2012 Tour de France champion Britain’s Bradley Wiggins in his yellow winner’s jersey rang a 23-ton Olympic Bell from the same London foundry that made Big Ben and Philadelphia's Liberty Bell. Its thunderous chime was a nod to the British tradition of pealing bells to celebrate the end of war and the crowning of kings and queens.
The show portrayed idyllic rural Britain — a place of meadows, farms, sport on village greens and picnics — that then gave way to the industrial transformation that revolutionized the nation in the 18th and 19th centuries, the foundation for an empire that reshaped world history. Belching chimneys rose where only moments earlier live sheep had trod.
The Industrial Revolution also produced terrifying weapons, and Boyle built in a moment of hush to honor those killed in war.
"This is not specific to a country. This is across all countries, and the fallen from all countries are celebrated and remembered," he explained to reporters ahead of the ceremony.
"Because, obviously, one of the penalties of this incredible force of change that happened in a hundred years was the industrialization of war, and the fallen," he said. "You know, millions fell."
Bahrain and Brunei featured female flagbearers in what has been called the Olympics' Year of the Woman. For the first time at the games, each national delegation includes women, and a record 45 percent of the athletes are women. Three Saudi women marching behind the men in their delegation flashed victory signs with their fingers.
"This is a major boost for gender equality," said the International Olympic Committee president, Jacques Rogge, overseeing his last games as head of the IOC before he steps down in 2013.

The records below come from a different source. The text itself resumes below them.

PR #2437, opened 2024-01-27
feat: add refresh_mode and initialize to dynamic tables

sonya:
This PR contains two commits that add `refresh_mode` and `initialize` parameters to the `snowflake_dynamic_table` resource.

`REFRESH_MODE` and `INITIALIZE` are parameters that can only be set at creation time. (I believe these were both added within the last couple months.) They are listed under [required parameters](https://docs.snowflake.com/en/sql-reference/sql/create-dynamic-table#required-parameters) in the documentation, but both have defaults. There are use cases where, for performance or other reasons, users need to be able to override the defaults.

This PR adds support for these two options by changing `refresh_mode` from a read-only parameter to a settable optional parameter, and adding `initialize` as a new parameter. Please see the individual commit messages for additional caveats and implementation notes.

I am opening this PR because we have ongoing development that is blocked without the ability to set these parameters in Terraform. I realize this repo is in the middle of a major framework update, so please let me know if there's anything I can do to help make these features available without being disruptive to the framework work.

## Test Plan
* [x] acceptance tests
* [x] testing with our existing stack. We have a stack that includes ~100 dynamic tables, and I have been running `terraform apply` with this code change in place. This should provide decent coverage of use cases.


sfc-gh-asawicki:

pkg/resources/dynamic_table.go
```diff
@@ -75,6 +75,34 @@ var dynamicTableShema = map[string]*schema.Schema{
 		Optional:    true,
 		Description: "Specifies a comment for the dynamic table.",
 	},
+	"refresh_mode": {
+		Type:        schema.TypeString,
+		Optional:    true,
+		Description: "INCREMENTAL if the dynamic table will use incremental refreshes, or FULL if it will recompute the whole table on every refresh.",
+		ForceNew:    true,
```
sfc-gh-asawicki, line 82: With our upcoming resources redesign on the road to V1 we have a topic of force new versus create or replace. According to the docs (both for `refresh_mode` and `initialize`):
```
To modify the property, replicate the dynamic table with a CREATE OR REPLACE DYNAMIC TABLE command.
```
So this opens two possibilities:
1. We leave the `ForceNew` as is.
2. We modify the resource's logic to use `OrReplace` when refresh mode or initialize changes.

Both have their pros and cons. Because the discussion will still take place globally for every resource, I think there is no need to change it here. My preference is to use OrReplace, though.

pkg/sdk/dynamic_table.go
```diff
@@ -22,6 +22,8 @@ type createDynamicTableOptions struct {
 	dynamicTable bool                    `ddl:"static" sql:"DYNAMIC TABLE"`
 	name         SchemaObjectIdentifier  `ddl:"identifier"`
 	targetLag    TargetLag               `ddl:"parameter,no_quotes" sql:"TARGET_LAG"`
+	Initialize   *string                 `ddl:"parameter,no_quotes" sql:"INITIALIZE"`
```
sfc-gh-asawicki, line 25: Please introduce types for RefreshMode and Initialize (e.g. like `ColumnConstraintType`).

Then you can have the AllRefreshModes list (like `AllColumnConstraintTypes`) which can be used for validation (`ValidateFunc`) on the resource parameter (like in `table_constraint.go`)

pkg/resources/dynamic_table_acceptance_test.go
```diff
@@ -25,13 +25,15 @@ func TestAcc_DynamicTable_basic(t *testing.T) {
...
-			"schema":     config.StringVariable(acc.TestSchemaName),
-			"warehouse":  config.StringVariable(acc.TestWarehouseName),
-			"query":      config.StringVariable(fmt.Sprintf(`select "id" from "%v"."%v"."%v"`, acc.TestDatabaseName, acc.TestSchemaName, tableName)),
-			"comment":    config.StringVariable("Terraform acceptance test"),
-			"table_name": config.StringVariable(tableName),
+			"name":         config.StringVariable(name),
+			"database":     config.StringVariable(acc.TestDatabaseName),
+			"schema":       config.StringVariable(acc.TestSchemaName),
+			"warehouse":    config.StringVariable(acc.TestWarehouseName),
+			"initialize":   config.StringVariable("ON_SCHEDULE"),
```
sfc-gh-asawicki, line 32: These are both optional parameters. Please add the steps to show how they behave with changes (e.g. first create without them set, then set one of them, change it, set the other one).

pkg/resources/dynamic_table.go
```diff
@@ -200,6 +223,15 @@ func ReadDynamicTable(d *schema.ResourceData, meta interface{}) error {
 			return err
 		}
 	}
+	if strings.Contains(dynamicTable.Text, "initialize = 'ON_CREATE'") {
```
sfc-gh-asawicki, line 226: Please set the refresh mode too. If I understand the docs correctly (https://docs.snowflake.com/en/sql-reference/sql/create-dynamic-table#required-parameters), it should be also extracted from the `Text` and not the `RefreshMode` prop.

pkg/sdk/testint/dynamic_table_integration_test.go
```diff
@@ -54,7 +54,9 @@ func TestInt_DynamicTableCreateAndDrop(t *testing.T) {
 		}
 		query := "select id from " + tableTest.ID().FullyQualifiedName()
 		comment := random.Comment()
-		err := client.DynamicTables.Create(ctx, sdk.NewCreateDynamicTableRequest(name, testWarehouse(t).ID(), targetLag, query).WithOrReplace(true).WithComment(&comment))
+		refreshMode := "FULL"
```
sfc-gh-asawicki, line 57: It would be nice to add a separate test for the default creation (without explicit refreshMode and initialize).

Then, for both these tests we should add checks for the show command (because of the extraction from text we do on the resource level).

pkg/resources/dynamic_table.go
```diff
@@ -75,6 +75,34 @@ var dynamicTableShema = map[string]*schema.Schema{
...
+				return false
+			case oldValue == "" && newValue != "":
+				return false
+			default:
+				return true
+			}
+		},
+		DiffSuppressOnRefresh: true,
+	},
+	"initialize": {
```
sfc-gh-asawicki, line 97: Please add validation for both refresh and initialize (you can check e.g. `table_constraint.go`).

pkg/resources/dynamic_table.go
```diff
@@ -75,6 +75,34 @@ var dynamicTableShema = map[string]*schema.Schema{
 		Optional:    true,
 		Description: "Specifies a comment for the dynamic table.",
 	},
+	"refresh_mode": {
```
sfc-gh-asawicki, line 78: Another awaiting discussion topic during resources redesign is: do we set the Snowflake default or leave it without the value? Again, both have their pros and cons. For now, for the majority of cases the default is set, so let's set it here also(for both refresh mode and initialize).

pkg/resources/dynamic_table.go
```diff
@@ -75,6 +75,34 @@ var dynamicTableShema = map[string]*schema.Schema{
...
+		Type:        schema.TypeString,
+		Optional:    true,
+		Description: "INCREMENTAL if the dynamic table will use incremental refreshes, or FULL if it will recompute the whole table on every refresh.",
```
sfc-gh-asawicki, line 81: LEt's allow setting every option, the default one too.

pkg/resources/dynamic_table.go
```diff
@@ -75,6 +75,34 @@ var dynamicTableShema = map[string]*schema.Schema{
...
+		ForceNew:    true,
+		DiffSuppressFunc: func(_, oldValue, newValue string, d *schema.ResourceData) bool {
```
sfc-gh-asawicki, line 83: I think these two DiffSuppressFuncs are not needed. I think they can be removed even with the default specified.

sfc-gh-asawicki (changes requested):
Hey @sonya. Thank you for the contribution one more time! Sorry for the delay in the review.

I left a few comments, please let me know if you have time to adjust the implementation to our requests. @sfc-gh-jcieslak please add more comments if I left something out.

pkg/resources/dynamic_table.go
sfc-gh-jcieslak: It was already set (line: 247)

pkg/sdk/dynamic_table.go
sonya: Will do - I actually created these types in my first iteration of working on this but removed them after I felt like they didn't actually add value or readability to the code. But I also don't know yall's conventions and figured you'd let me know in the PR review.

pkg/resources/dynamic_table.go
sonya: Thanks for this context. It was also interesting to read through this codebase and see how `create or replace` is implemented for different resources.

Since you say this will be more of a global decision, I will leave it as is to save myself the time of getting the alternative working, but I'll check back in the future to see where things ended up.

sonya:
Thanks for all the pointers and your patience with my code. I *think* I addressed all the points (but I'm not actually able to run the integration tests because they appear to require an enterprise account. The acceptance tests I can run).

In order to test this on my actual stack, I had to revert the latest commit (#a5f969c) which otherwise causes a panic with an array-out-of-bounds error when parsing existing functions. I'll open a new issue about this.

sfc-gh-jcieslak (approved):
Looks good for me 👍 Thanks again for the contribution. Still, let's wait for the @sfc-gh-asawicki re-review.

pkg/sdk/dynamic_table.go
sfc-gh-asawicki: Thanks for adding them. Please use them in multiple places:
- in `createDynamicTableOptions` (instead of `*string` for `Initialize` and `RefreshMode`)
- in acceptance tests (instead of hardcoded string values)
- in resource implementation (instead of hardcoded string values)

pkg/resources/dynamic_table_acceptance_test.go
```diff
@@ -87,6 +103,58 @@ func TestAcc_DynamicTable_basic(t *testing.T) {
...
+					}),
+				),
+			},
+			// test changing refresh_mode setting
+			{
+				ConfigDirectory: config.TestStepDirectory(),
+				ConfigVariables: variableSet4,
+				Check: resource.ComposeTestCheckFunc(
+					resource.TestCheckResourceAttr(resourceName, "name", name),
+					resource.TestCheckResourceAttr(resourceName, "database", acc.TestDatabaseName),
```
sfc-gh-asawicki, line 144: a cosmetic change for me would be not to validate every single param with every step, but only the ones that we are changing but this is not required to merge this PR

sonya:
Updated again, thanks for all your time and detailed comments @sfc-gh-asawicki!

sfc-gh-asawicki:
I have two minor issues, but I will merge the change and solve them with one of my PRs today.

For future reference, please run `make pre-push` before pushing. There are multiple checks there, one of which is doc generation (because you changed the description of the arguments, and the docs are generated from it, so there's a diff there - I forgot to mention it earlier).

Thank you for your other contribution, @sonya; we really appreciate your help in improving the provider!

sfc-gh-asawicki (approved):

Rogge honored the "great, sports-loving country" of Britain as "the birthplace of modern sport," and he appealed to the thousands of athletes assembled before him for fair play.
"Character counts far more than medals. Reject doping. Respect your opponents. Remember that you are all role models. If you do that, you will inspire a generation," Rogge said.
The queen then said: "I declare open the games of London, celebrating the 30th Olympiad of the modern era."
Former world heavyweight champion and 1960 Rome Olympic gold medalist Muhammad Ali also graced the occasion with his wife, Lonnie, before the Olympic flag was unfurled.
With a singalong of "Hey Jude," Beatle Paul McCartney closed the spectacle that ran 45 minutes beyond its scheduled three hours.
When all is said and done, it has to be said that it was Boyle's show. Everyone is going to remember it for him.